Correction: see below.
Researchers and startups might tout flow or sodium batteries, but caves are going to be tough to beat when it comes to energy storage, says Robert Schainker, a senior technical executive at EPRI.
Compressed air storage – i.e., compressing air and storing it in caves, underground aquifers or abandoned mines until the air is needed to turn a turbine – will beat out other mass storage technologies in terms of cost largely because of the relative technical simplicity and the potential volumes for storage.
Compressed air right now costs about $700 a kilowatt/hour, he said. By comparison, Deeya Energy just released its first flow batteries. A 2-kilowatt device costs about $4,000 a kilowatt/hour, says Izak Bencuya. With volume manufacturing, Deeya hopes to lower that to $1,000 a kilowatt/hour.
That is still higher than compressed air. The advantages of air, however, kick in when utilities want to expand their storage. The volume of salt caverns and other underground storage areas can be increased through solution mining techniques. (You pump liquid solutions underground, it carves out new space, and you suck out the fluid.) An incremental cost of adding another kilowatt/hour comes to around $1 to $2. Electrical devices won't be able to match that, says Schainker.
Compressed air can also be stored at depleted oil fields. If the underground cistern cannot be expanded, the air can be stored at a higher pressure, which will still be cheaper than large-scale batteries.
Finding caves isn't a problem either. There are billions of cubic meters worth of underground salt caverns available, Schainker said. Leaking is more of a perceived than an actual problem, he argued.

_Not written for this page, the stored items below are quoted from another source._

PR #5218, opened 2024-05-07
feat: add close_channels_with_peer command to gateway liquidity API

tvolk131:
This will be an important command to have once we ship an LDK-powered gateway since the liquidity API will be the only way to manage channels

~~Only implementing for LND for now since LND and LDK support closing channels by funding TXID + output index, while CLN instead requires funding tx block height + transaction index + output index~~

Changed from closing by TXID + output index to closing all channels with a specific peer

### DIFF
--- a/gateway/cli/src/main.rs
+++ b/gateway/cli/src/main.rs
@@ -10,9 +10,10 @@ use fedimint_core::{fedimint_build_code_version_env, BitcoinAmountOrAll};
 use fedimint_logging::TracingSetup;
 use ln_gateway::rpc::rpc_client::GatewayRpcClient;
 use ln_gateway::rpc::{
-    BackupPayload, BalancePayload, ConfigPayload, ConnectFedPayload, ConnectToPeerPayload,
-    DepositAddressPayload, FederationRoutingFees, GetFundingAddressPayload, LeaveFedPayload,
-    OpenChannelPayload, RestorePayload, SetConfigurationPayload, WithdrawPayload, V1_API_ENDPOINT,
+    BackupPayload, BalancePayload, CloseChannelsWithPeerPayload, ConfigPayload, ConnectFedPayload,
+    ConnectToPeerPayload, DepositAddressPayload, FederationRoutingFees, GetFundingAddressPayload,
+    LeaveFedPayload, OpenChannelPayload, RestorePayload, SetConfigurationPayload, WithdrawPayload,
+    V1_API_ENDPOINT,
 };
 use serde::Serialize;
 
@@ -139,6 +140,13 @@ pub enum LightningCommands {
         /// The amount to push to the other side of the channel
         #[clap(long)]
         push_amount_sats: Option<u64>,
+    },
+    /// Close all channels with a peer, claiming the funds to the lightning
+    /// node's on-chain wallet
+    CloseChannelsWithPeer {
+        // The public key of the node to close channels with
+        #[clap(long)]
+        pubkey: bitcoin::secp256k1::PublicKey,
     },
     /// List active channels
     ListActiveChannels,
@@ -315,6 +323,12 @@ async fn main() -> anyhow::Result<()> {
                         push_amount_sats: push_amount_sats.unwrap_or(0),
                     })
                     .await?;
+            }
+            LightningCommands::CloseChannelsWithPeer { pubkey } => {
+                let num_channels_closed = client()
+                    .close_channels_with_peer(CloseChannelsWithPeerPayload { pubkey })
+                    .await?;
+                println!("Closed {num_channels_closed} channel(s)");
             }
             LightningCommands::ListActiveChannels => {
                 let response = client().list_active_channels().await?;
--- a/gateway/cli/src/main.rs
+++ b/gateway/cli/src/main.rs
@@ -325,10 +325,10 @@ async fn main() -> anyhow::Result<()> {
                     .await?;
             }
             LightningCommands::CloseChannelsWithPeer { pubkey } => {
-                let num_channels_closed = client()
+                let response = client()
                     .close_channels_with_peer(CloseChannelsWithPeerPayload { pubkey })
                     .await?;
-                println!("Closed {num_channels_closed} channel(s)");
+                print_response(response);
             }
             LightningCommands::ListActiveChannels => {
                 let response = client().list_active_channels().await?;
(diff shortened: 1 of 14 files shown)


m1sterc001guy:
> Only implementing for LND for now since LND and LDK support closing channels by funding TXID + output index, while CLN instead requires funding tx block height + transaction index + output index

CLN supports closing a channel by peer id: https://docs.corelightning.org/reference/lightning-close

For LND/LDK, you could lookup the TXID + output index using something like `ListChannels` https://github.com/lightningnetwork/lnd/blob/3e36df42e590ef44c8f8f99afc5657024dc462c7/lnrpc/lightning.proto#L1595

Maybe it makes more sense to have the API accept a `PublicKey` as an indicate of the channel(s) to close?

tvolk131:
> CLN supports closing a channel by peer id: https://docs.corelightning.org/reference/lightning-close

That works, but if there are multiple channels open with the same peer then CLN refuses to close any channels:

`Failed to close channel: Error code -1: Peer has multiple channels: use channel_id or short_channel_id`

What do you think about adding a `CloseChannelsWithPeer` command instead of `CloseChannel` and under the hood for LND CLN and LDK we list channels, filtering by peer ID, then close all matching channels?

gateway/ln-gateway/proto/gateway_lnrpc.proto
```diff
@@ -245,6 +248,11 @@ message OpenChannelRequest {
   uint64 push_amount_sats = 3;
 }
 
+message CloseChannelsWithPeerRequest {
+  // The public key of the node we're closing channels with.
+  string pubkey = 1;
```
m1sterc001guy, line 253: Can we use bytes instead of string?

gateway/ln-gateway/src/rpc/rpc_server.rs
```diff
@@ -351,6 +357,15 @@ async fn open_channel(
     Ok(Json(json!(())))
 }
 
+#[instrument(skip_all, err, fields(?payload))]
+async fn close_channels_with_peer(
+    Extension(gateway): Extension<Gateway>,
+    Json(payload): Json<CloseChannelsWithPeerPayload>,
+) -> Result<impl IntoResponse, GatewayError> {
+    gateway.handle_close_channels_with_peer_msg(payload).await?;
+    Ok(Json(json!(())))
```
m1sterc001guy, line 366: Maybe we want to return how many channels were closed?

m1sterc001guy:
Overall I think its good enough to merge, I would prefer to fix the String vs bytes issue though.

Perhaps we should start adding devimint tests that exercise these endpoints?

gateway/ln-gateway/src/rpc/rpc_server.rs
tvolk131: Done.

gateway/ln-gateway/proto/gateway_lnrpc.proto
tvolk131: Done. The other liquidity API calls already use a string instead of bytes, but I'll fix this in a separate PR.

gateway/ln-gateway/src/lightning/lnd.rs
```diff
@@ -732,6 +733,60 @@ impl ILnRpcClient for GatewayLndClient {
...
+            let channel_point =
+                bitcoin::OutPoint::from_str(&channel.channel_point).map_err(|e| {
+                    LightningRpcError::FailedToCloseChannelsWithPeer {
+                        failure_reason: format!("Failed to parse channel point {e:?}"),
+                    }
+                })?;
+
+            client
+                .lightning()
+                .close_channel(CloseChannelRequest {
```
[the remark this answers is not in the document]
tvolk131: I talked with tnull and it sounds like `ldk-node` v0.3 will provide a much better API for tracking channel lifecycle. It sounds like v0.3 will be released very soon, so I'll probably wait for that and then put more thought into how we want to expose channel state tracking behavior.

tvolk131:
> Perhaps we should start adding devimint tests that exercise these endpoints?

Agreed! First I'd like to remove `connect-to-peer` and merge the behavior into `open-channel`

gateway/ln-gateway/src/lightning/lnd.rs
```diff
@@ -732,6 +732,57 @@ impl ILnRpcClient for GatewayLndClient {
...
+                peer: pubkey.serialize().to_vec(),
+            })
+            .await
+            .map_err(|e| LightningRpcError::FailedToCloseChannelsWithPeer {
+                failure_reason: format!("Failed to list channels {e:?}"),
+            })?
+            .into_inner()
+            .channels;
+
+        for channel in &channels_with_peer {
```
elsirion, line 754: A failure in this loop would be annoying since the first channels are already closed while later ones stay open. Seems like a potential source of bugs. I'd much prefer the "single channel closing" semantics eventually.

elsirion (approved):
Feel free to merge

gateway/cli/src/main.rs
```diff
@@ -316,6 +324,12 @@ async fn main() -> anyhow::Result<()> {
                     })
                     .await?;
             }
+            LightningCommands::CloseChannelsWithPeer { pubkey } => {
+                let num_channels_closed = client()
+                    .close_channels_with_peer(CloseChannelsWithPeerPayload { pubkey })
+                    .await?;
+                println!("Closed {num_channels_closed} channel(s)");
```
m1sterc001guy, line 331: Ick. Can we change this to return JSON with `num_channels_closed` as one of the fields? That way tests can parse it and we can use `print_response` here instead

gateway/ln-gateway/src/lightning/lnd.rs
m1sterc001guy: This function doesn't wait for the channel to close anyway, we'll eventually need a way to track that as well. Rather than failing and returning here (and above in the CLN implementation), I think emitting a warning and trying to close the next channel would be sufficient

gateway/cli/src/main.rs
elsirion: Totally missed that :grima

gateway/ln-gateway/build.rs
```diff
@@ -9,6 +9,7 @@ fn main() {
         .build_server(true)
         .build_client(true)
         .protoc_arg("--experimental_allow_proto3_optional")
+        .type_attribute(".", "#[derive(serde::Serialize, serde::Deserialize)]")
```
tvolk131, line 12: We're adding this so we can encode `CloseChannelsWithPeerResponse` as JSON

elsirion (approved):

Compressed air, of course, has been an idea that has been ready for takeoff for years. Prototypes in Alabama and Germany have operated for years. The Department of Energy, Sandia National Labs, and a host of municipal utilities in the Midwest are in the midst of designing a compressed air generation plant in Iowa. The plant is expected to be operational by 2012 and produce 268 megawatts of power or 50 hours of power storage. That could enough to save a municipal utility $5 million a year.
PSEG Global is also investing $20 million into startup Compressed Energy & Storage.
Correction: we inadvertently used kilowatt instead of kilowatt/hour.